Autore:  Kilian-Vieth-Ditlmann


Automating administration processes promises efficiency. Yet the procedures often put vulnerable people at a disadvantage, as shown by a number of examples throughout Europe. We’ll explain why using automation systems in the domain of public administration can be especially problematic and how risks may be detected at an early stage.

In its coalition agreement, Germany’s Federal Government has declared its commitment to modernize governmental structures and processes. To realize this goal, it plans to deploy AI systems for automated decision-making (ADM) in public institutions. These are intended to automatically process tax reports and social welfare applications, to recognize fraud attempts, to create job placement profiles for unemployed clients, to support policing, and to answer citizens’ enquiries by using chat bots.
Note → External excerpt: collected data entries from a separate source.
PR #1248, opened 2023-12-24
sounds: new DSDMPAIN.

mc776:
I've been messing around trying to replace the current sound which feels like an attempt at (not saying it is, but an original recording *trying to imitate*) a near 1:1 copy of the id sound.

Turns out this squishy hiss sound works surprisingly well for the wide variety of monsters that use it.


uhbooh:
I don't think that sounds very good IMO. Besides I don't see what's wrong with the current demon pain.

mc776:
It's not good, I admit, but the opinion of someone who's posted a PR of something that intentionally makes FD look *more* like an id knockoff is of limited value.

mc776:
That said, this is a very minor thing and under no circumstances should it be the cause of any further delay in a release.

I'll mark it as "deferred" unless someone in the process of doing the release really wants to add it and can remove the tag and merge it themselves.

uhbooh:
Sorry if I came off as a bit harsh. I think making the current DSDMPAIN sound less like the original is fine, but I think the current one we have is pretty distinct enough. By the way how did you make this sound?

mc776:
Making hocking loogie noises into the microphone and mixing them.

It was originally just a lousy placeholder for my own project but then I realized it was generally more plausible on average for any particular monster than the current thing which basically doesn't fit any of the FD monster designs other than the painbros (which other vocalizations don't sound like that anyway).

Since there's no demand for it though I'll close this.

PR #1250, opened 2023-12-29
sprites: pistol zombie isosceles.

mc776:
Just posting this as a suggestion, to be honest I'm not even sure if we should do this.

Given the recent change to make the player fire two-handed (#1193), it seems to make sense that the zombies would also have similar training to fall back on.

(And yes, this does provide a rock-solid excuse to make at least the E/F sprites flipping - frankly I'd be okay with making flips for the rest too.)

DOOM30
DOOM28
DOOM23
DOOM20
DOOM15
DOOM06


mc776:
(I hope it goes without saying that I would prefer, if this were to go in, that this PR be squashed and merged instead of simply merged)

unithecutie:
This looks quite odd, considering they're undead.

uhbooh:
Well in Doom the zombies are formerly trained soldiers. Not sure about the Freedoom lore though.

mc776:
I don't think there's anything suggesting that any of the zombies or the player are military. That's just "how you hold a gun" for a lot of people.

For me the biggest inconsistency in the PR right now is the fact that the zombies would be coordinated enough to *switch* to a two-handed grip that quickly. The original idea that I didn't yet have time for is to make them *constantly* clutching their guns, as a variant on the "zombies with arms extended" motif, which would allow for fully internally consistent flippable sprites (instead of the newly introduced full-8-rotation bloat) - that would make their movements a lot less coordinated-looking while keeping the pistol grip consistent between then and the player.

Come to think of it, on the other hand, that inconsistency also seems like a thing with the new player two-handed grip as well...

MerrittK:
They might have been soldiers, but the aliens controlling them are not. The zombies are puppets, and their aim sucks.

selliott512:
You have this marked as a question so I'm not sure you even want it approved. But anyway, the thought of making the sprites flipable is compelling. That would be a maintenance win. But other IWADs have not bothered with that optimization. 

Zombies holding the gun one handed in some sort of unthinking undead manner seems like what you might expect from them. Given that and the fact that we have screen shots, including the manual, that should be updated if this were to change my inclination might be to leave it.

PR #1251, opened 2023-12-30
sounds: softer bossbrain pain and death.

mc776:
Quiets down the original sounds, delays them a bit giving the impression of a delay in the sounds reaching the player, and adds a bunch of explosions.

A slightly longer delay on the pain sound would have been enough to address the awfulness of the old method of the Map16 ending, but at this point it doesn't really matter.

I don't know how to get the explosions louder without clipping - I've still got the aup3 file so any adjustments can still potentially be done.


uhbooh:
Sounds much better, nice job.

selliott512 (approved):
I like it. These sounds can absolutely be quieter. I did listen to them, and that seems to be the most obvious difference.

Issue #1253, opened 2024-01-01
patches: W108_1 is just a blank wall.


mc776:
so I tried loading Doom maps into Freedoom and:
![DOOM00](https://github.com/freedoom/freedoom/assets/24984517/ee0e9979-df7d-46f5-91c5-be024332bca4)

Expected: *some* kind of decoration or marker here, even if it's not necessarily a dead pain lord.

Marked as "deferred" since I'm willing to bet that somewhere someone has used SP_DUDE6 as a blank wall in some Freedoom IWAD map and it will take a while to check.

Talon1024:
> Marked as "deferred" since I'm willing to bet that somewhere someone has used SP_DUDE6 as a blank wall in some Freedoom IWAD map and it will take a while to check.

This is what I found:

    $ grep -Eri 'SP_DUDE6' levels/
    grep: levels/e3m6.wad: binary file matches
    grep: levels/map26.wad: binary file matches
    grep: levels/e3m3.wad: binary file matches

PR #1256, opened 2024-01-01
levels: remove inappropriate uses of SP_DUDE6.

mc776:
See #1253.

Also addressed #996 for E3M6.


uhbooh:
Screenshot_11
Actually I think this was an intentional use of SP_DUE6 in E3M3.

selliott512 (approved):
Looks good.

Locally I combined this PR with #1257, since they seem related, and I gave the changed levels a quick UV-MAX play through with IDDQD and IDFA without incident. I didn't notice any out of places "dude"s.

One small thing - for E3M6 you removed SP_DUDE6 from the front of linedef 388 which makes Eureka unhappy about a missing texture. Could you replace it with anything? Eureka defaults to GRAY1, but whatever. It's completely not visible.

PR #1258, opened 2024-01-06
Add more uncredited people.

unithecutie:
Credit Hayden49 for E2M2, and credit SUNPYG Senpai for E2M3.


selliott512 (approved):
The formatting looks nice. I'm going to approve this, but please make sure that that is how Hayden49 wants to be in the credits.

Also, I'm having trouble confirming these changes since we don't set the `Author` field in git. If someone could double check that as well it would be helpful.

PR #345, opened 2021-09-29
Implemented util function to test in child process

yihuaf:
We have many cases where we want to write unit test in a child process, because the functions we want to test will change the underlying OS state. Since cargo test runs in a single process, we have to fork unto child process to run functions. Before, using only fork, we can only pass `int` back to parent process. Using `ipc-channel` crate, we can pass richer test results back to the parent process so the error message is much clearer.

I only made change to seccomp tests as an example. Let me know what you think.

### DIFF
--- a/Cargo.toml
+++ b/Cargo.toml
@@ -50,6 +50,7 @@ tabwriter = "1"
 fastrand = "1.4.1"
 crossbeam-channel = "0.5"
 seccomp = { version = "0.1.0", path = "./seccomp" }
+ipc-channel = "0.15.0"
 
 [dev-dependencies]
 # TODO: Fetch from crate.io instead of git when next release oci-spec-rs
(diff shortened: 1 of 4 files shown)


Cargo.toml
```diff
@@ -50,6 +50,7 @@ tabwriter = "1"
 fastrand = "1.4.1"
 crossbeam-channel = "0.5"
 seccomp = { version = "0.1.0", path = "./seccomp" }
+ipc-channel = "0.15.0"
```
utam0k, line 53: I'd like to make `ipc-channel` depend on only `dev-dependencies`, is it possible?

utam0k:
I've been trying to work on this issue too to see if I can't do something about it. I agree with you about putting this processing together.

Cargo.toml
yihuaf: Yes it can be done. Take a look at the latest commit. I may want to use ipc-channel in other part of Youki's code, but let's keep it as dev-dependencies for now, and discuss this when we get there.

utam0k (approved):
Thanks!

PR #340, opened 2021-09-27
279 increate the code coverage of src rootfs

tommady:
#279 
the rootfs part

PR #347, opened 2021-09-30
[WIP] Add test for rootfs propagation with mock mount

tiqwab:
This is a follow-up pull request to add unit tests for functions implemented in #309.

This pull request calls mount system call through `Syscall` trait to mock it in unit tests. Although we can use fork and then execute real mount system call in child process, I feel checking mount arguments is simple and enough in this case.

@utam0k @yihuaf 
What do you think about the idea of using mock for these tests?

### DIFF
--- a/src/process/init.rs
+++ b/src/process/init.rs
@@ -1,11 +1,11 @@
 use super::args::ContainerArgs;
 use crate::apparmor;
+use crate::syscall::Syscall;
 use crate::{
     capabilities, hooks, namespaces::Namespaces, process::channel, rootfs, rootless::Rootless,
     seccomp, tty, utils,
 };
 use anyhow::{bail, Context, Result};
-use nix::mount::mount as nix_mount;
 use nix::mount::MsFlags;
 use nix::sched::CloneFlags;
 use nix::{
@@ -91,13 +91,13 @@ fn sysctl(kernel_params: &HashMap<String, String>) -> Result<()> {
 // The first time we bind mount, other flags are ignored,
 // so we need to mount it once and then remount it with the necessary flags specified.
 // https://man7.org/linux/man-pages/man2/mount.2.html
-fn readonly_path(path: &str) -> Result<()> {
-    match nix_mount::<str, str, str, str>(
+fn readonly_path(path: &Path, command: &dyn Syscall) -> Result<()> {
+    match command.mount(
         Some(path),
         path,
-        None::<&str>,
+        None,
         MsFlags::MS_BIND | MsFlags::MS_REC,
-        None::<&str>,
+        None,
     ) {
         // ignore error if path is not exist.
         Err(nix::errno::Errno::ENOENT) => {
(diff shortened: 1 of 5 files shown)


yihuaf:
Haven't looked the entire PR yet. I think to test the readonly_path and mask_path individually, we should fork and use namespaces. mock only shows the command is being called, but testing the actual assumption we make.

tiqwab:
I actually wrote a draft for the test of `rootfs::make_parent_mount_private` function with the actual mount system call in https://github.com/tiqwab/youki/commit/4e49290ac190cb649eb74dd9e2e1cd9ed8d59e80. Is it similar to what you think?

I just focused on writing unit tests for `rootfs::make_parent_mount_private` and `rootfs::adjust_root_mount_propagation` and in that case I thought checking mount args is simpler and enough. However I understand the benefit of using the actual mount call and we might had better to use it considering other test cases in rootfs.

tiqwab:
and I realized that there is a similar work in https://github.com/containers/youki/pull/340, so we might had better to close this and leave it for @tommady.

tommady:
> and I realized that there is a similar work in #340, so we might had better to close this and leave it for @tommady.

ya thank you and please allow me to copy some of your masterwork there 🙇🏻

yihuaf:
> I actually wrote a draft for the test of `rootfs::make_parent_mount_private` function with the actual mount system call in [tiqwab@4e49290](https://github.com/tiqwab/youki/commit/4e49290ac190cb649eb74dd9e2e1cd9ed8d59e80). Is it similar to what you think?
> 
> I just focused on writing unit tests for `rootfs::make_parent_mount_private` and `rootfs::adjust_root_mount_propagation` and in that case I thought checking mount args is simpler and enough. However I understand the benefit of using the actual mount call and we might had better to use it considering other test cases in rootfs.

Yes, this is what I had in mind as well. A few minor points:
1. Let's use fork instead of clone, or we should implement `clone` properly. Rust memory management has some weird issue with regarding to stack vs. heap allocation for stack. We used to use clone but discovered issue in rust. So fork is much safer since you trust the kernel code to copy all the memory correctly. If clone prove to be better suited than fork, I would bring back the old implementation for a clone wrapper. See  #167 for reference.

2. We can now use `ipc-channel` to pass richer results from child process back to parent process. See #345 for reference.

yihuaf:
> and I realized that there is a similar work in #340, so we might had better to close this and leave it for @tommady.

@tommady Are you able to incorporate this change? Since the title of #340 is vague, can I ask what is the scope of the PR? Let us know what you plan to keep from this PR for #340. In general, please keep the PR as small as reasonably possible. This will be much easier for review and coordinate.

tommady:
> @tommady Are you able to incorporate this change? Since the title of #340 is vague, can I ask what is the scope of the PR? Let us know what you plan to keep from this PR for #340. In general, please keep the PR as small as reasonably possible. This will be much easier for review and coordinate.

hi @yihuaf the goal of PR #340 is trying to increase the testing coverage of rootfs.rs file only.

so the plain is that
1. won't modify the existing working flow
2. only try to mock the system calls
3. try to increase the coverage as much as possible

is that acceptable to you? thanks

PR #350, opened 2021-10-01
Add rootless option for spec

chenyukang:
```shell
./target/x86_64-unknown-linux-gnu/debug/youki spec --rootless
```

Will generate a config.json for rootless.

### DIFF
--- a/src/commands/spec_json.rs
+++ b/src/commands/spec_json.rs
@@ -1,15 +1,14 @@
 use anyhow::Result;
 use clap::Clap;
-use std::path::PathBuf;
-
 use nix;
 use oci_spec::runtime::{
-    LinuxBuilder, LinuxIdMappingBuilder, LinuxNamespaceBuilder, LinuxNamespaceType, MountBuilder,
-    Spec, SpecBuilder,
+    Linux, LinuxBuilder, LinuxIdMappingBuilder, LinuxNamespace, LinuxNamespaceBuilder,
+    LinuxNamespaceType, MountBuilder, Spec, SpecBuilder,
 };
 use path_clean;
 use serde_json::to_writer_pretty;
 use std::fs::File;
+use std::path::PathBuf;
 /// Command generates a config.json
 #[derive(Clap, Debug)]
 pub struct SpecJson {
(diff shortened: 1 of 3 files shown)


chenyukang:
Reference: [runc](https://github.com/opencontainers/runc/blob/d1c9b43e94b49d77cede5af42ef802961584b5bc/libcontainer/specconv/example.go#L171)

src/commands/spec_json.rs
```diff
@@ -1,18 +1,106 @@
...
+            .host_id(gid)
+            .container_id(0_u32)
+            .size(1_u32)
+            .build()?]);
+
+    // Fix the mounts
+    let mut mounts = vec![];
+    for mount in spec.mounts().as_ref().unwrap().iter() {
+        let dest = mount.destination().clone();
+        if path_clean::clean(dest.as_path().to_str().unwrap()) == "/sys" {
```
yihuaf, line 63: Add comments to explain why you need to use `path_clean` here?

yihuaf (commented):
Otherwise LGTM

src/commands/spec_json.rs
```diff
@@ -1,18 +1,106 @@
...
+pub fn set_for_rootless(spec: &Spec) -> Result<Spec> {
+    let uid = nix::unistd::geteuid().as_raw();
+    let gid = nix::unistd::getegid().as_raw();
+
+    // Remove network from the default spec
+    let mut namespaces = vec![];
+    for ns in spec
+        .linux()
+        .as_ref()
+        .unwrap()
```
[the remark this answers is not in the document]
chenyukang: > Can we not use `unwrap`? I know it may take a few more line to return results, but let's avoid unwrap in general.

how about use `unwrap_or` ?

src/commands/spec_json.rs
```diff
@@ -1,20 +1,123 @@
...
+#[cfg(test)]
+// Tests become unstable if not serial. The cause is not known.
+mod tests {
+    use super::*;
+
+    #[test]
+    fn test_spec_json() -> Result<()> {
+        let mut spec = Default::default();
+        spec = set_for_rootless(&spec)?;
+        to_writer_pretty(&File::create("config.json")?, &spec)?;
```
yihuaf, line 120: This may be the cause for unstable. Are you creating the same `config.json` with the other test? You may want to use temp file.

chenyukang: > This may be the cause for unstable. Are you creating the same `config.json` with the other test? You may want to use temp file.

Yes, will fix it.

src/commands/spec_json.rs
```diff
@@ -1,20 +1,125 @@
...
+#[cfg(test)]
+// Tests become unstable if not serial. The cause is not known.
+mod tests {
+    use super::*;
+
+    #[test]
+    fn test_spec_json() -> Result<()> {
+        let mut spec = Default::default();
+        spec = set_for_rootless(&spec)?;
+        let tmpdir = tempfile::tempdir().unwrap();
```
utam0k, line 120: How about using this?
https://github.com/containers/youki/blob/9bb360a48db6094fad89144b522e31ed01384e72/src/utils.rs#L148

utam0k (approved):
Awesome!

PR #352, opened 2021-10-02
remove dead code in src/utils.rs

hle0:
There is some dead code I found in src/utils.py when starting to write unit tests for it. This PR removes it.

Thank you!


utam0k (approved):
Thanks!

PR #353, opened 2021-10-02
Add pid to newuidmap/newgidmap as argument

shorii:
`newuidmap`/`newgidmap` expects pid as first argument.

At best, AI can relieve authorities and improve their service.

So far, so good. Some European countries are already far more advanced in their digitalization processes than Germany. Yet by looking at these countries, we can observe possible problems caused by automatization in this sector.

System errors

Soizic Pénicaud organized trainings for people in close contact with beneficiaries for the French welfare management. Once, such a case worker told her about people having trouble with the request handling system. The only advice she would give them was “there’s nothing you can do, it’s the algorithm’s fault.” Pénicaud, a digital rights researcher, was taken aback. Not only did she know that algorithmic systems could be held accountable, she also knew how to do it.